(Exercise details)
How many lines in these entries contain the string "environment"? Reply with the number alone.
[Records provided]
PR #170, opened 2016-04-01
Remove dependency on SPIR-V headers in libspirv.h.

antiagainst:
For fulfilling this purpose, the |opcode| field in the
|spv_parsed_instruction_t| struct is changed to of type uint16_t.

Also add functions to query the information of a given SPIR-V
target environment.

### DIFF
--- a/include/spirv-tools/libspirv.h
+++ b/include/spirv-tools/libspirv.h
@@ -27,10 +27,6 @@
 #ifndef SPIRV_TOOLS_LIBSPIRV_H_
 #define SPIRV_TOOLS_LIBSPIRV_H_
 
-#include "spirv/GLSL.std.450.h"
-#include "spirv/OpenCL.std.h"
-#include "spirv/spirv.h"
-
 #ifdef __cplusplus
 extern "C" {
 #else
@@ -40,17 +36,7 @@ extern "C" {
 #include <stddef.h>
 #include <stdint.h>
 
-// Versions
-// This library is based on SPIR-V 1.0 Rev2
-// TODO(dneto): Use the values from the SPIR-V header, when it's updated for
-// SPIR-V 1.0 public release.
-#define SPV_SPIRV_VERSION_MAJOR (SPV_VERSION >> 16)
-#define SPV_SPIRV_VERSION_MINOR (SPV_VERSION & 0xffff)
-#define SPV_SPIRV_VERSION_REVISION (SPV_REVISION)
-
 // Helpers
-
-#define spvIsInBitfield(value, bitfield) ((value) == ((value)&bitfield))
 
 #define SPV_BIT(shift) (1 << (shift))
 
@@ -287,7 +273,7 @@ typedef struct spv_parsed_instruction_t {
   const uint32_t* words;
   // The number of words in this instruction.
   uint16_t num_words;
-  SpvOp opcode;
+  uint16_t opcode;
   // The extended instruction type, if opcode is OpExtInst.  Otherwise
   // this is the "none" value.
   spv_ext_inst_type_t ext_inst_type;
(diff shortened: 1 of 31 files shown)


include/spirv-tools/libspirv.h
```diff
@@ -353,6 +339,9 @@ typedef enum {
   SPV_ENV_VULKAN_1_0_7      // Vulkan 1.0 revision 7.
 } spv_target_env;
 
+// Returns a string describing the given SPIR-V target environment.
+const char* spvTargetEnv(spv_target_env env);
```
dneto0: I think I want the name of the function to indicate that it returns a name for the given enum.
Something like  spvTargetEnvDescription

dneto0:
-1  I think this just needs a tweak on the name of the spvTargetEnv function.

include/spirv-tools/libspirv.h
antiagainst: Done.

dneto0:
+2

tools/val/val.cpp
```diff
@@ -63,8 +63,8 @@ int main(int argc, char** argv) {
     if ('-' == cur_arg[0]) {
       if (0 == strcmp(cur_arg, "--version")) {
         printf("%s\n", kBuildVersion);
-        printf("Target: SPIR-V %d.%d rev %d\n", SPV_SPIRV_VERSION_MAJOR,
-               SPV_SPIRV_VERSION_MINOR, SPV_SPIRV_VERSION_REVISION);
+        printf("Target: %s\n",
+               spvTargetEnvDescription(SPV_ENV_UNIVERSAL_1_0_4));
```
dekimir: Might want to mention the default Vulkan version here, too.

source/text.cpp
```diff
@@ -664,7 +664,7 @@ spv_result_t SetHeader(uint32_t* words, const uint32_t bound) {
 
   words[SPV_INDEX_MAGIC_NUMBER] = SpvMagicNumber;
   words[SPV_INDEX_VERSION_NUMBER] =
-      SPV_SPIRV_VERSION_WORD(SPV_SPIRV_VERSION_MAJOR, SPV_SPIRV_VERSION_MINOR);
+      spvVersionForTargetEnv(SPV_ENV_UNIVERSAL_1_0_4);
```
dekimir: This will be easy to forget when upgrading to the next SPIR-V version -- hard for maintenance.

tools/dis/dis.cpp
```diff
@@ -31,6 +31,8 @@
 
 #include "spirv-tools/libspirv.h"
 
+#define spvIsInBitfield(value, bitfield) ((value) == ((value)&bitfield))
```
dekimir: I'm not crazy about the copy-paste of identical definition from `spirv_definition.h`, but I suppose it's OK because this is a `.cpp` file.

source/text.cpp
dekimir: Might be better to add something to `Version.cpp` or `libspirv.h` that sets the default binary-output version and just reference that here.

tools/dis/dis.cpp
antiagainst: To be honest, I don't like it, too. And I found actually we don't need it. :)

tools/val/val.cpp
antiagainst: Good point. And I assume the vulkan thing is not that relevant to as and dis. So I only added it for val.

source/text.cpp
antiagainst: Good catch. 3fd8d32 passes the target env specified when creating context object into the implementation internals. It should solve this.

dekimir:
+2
[/Records provided]
(Task response)
2